— Data entries —
====================

PR #6607, opened 2020-08-31
Terminal: add shortcuts for regularly used commands

smartscripts-nl:
Terminal: add code to store sets of commands as shortcuts, which can then later be executed with one click. These shortcuts can also be edited.

---
This change is [Reviewable](https://reviewable.io/reviews/koreader/koreader/6607)

PR #6609, opened 2020-08-31
Terminal: add shortcuts for re-useable commands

====================

— EXERCISE —
The data above should be copied exactly, with no line omitted.

— OUTPUT —
PR #6607, opened 2020-08-31
Terminal: add shortcuts for regularly used commands

smartscripts-nl:
Terminal: add code to store sets of commands as shortcuts, which can then later be executed with one click. These shortcuts can also be edited.

---
This change is [Reviewable](https://reviewable.io/reviews/koreader/koreader/6607)

PR #6609, opened 2020-08-31
Terminal: add shortcuts for re-useable commands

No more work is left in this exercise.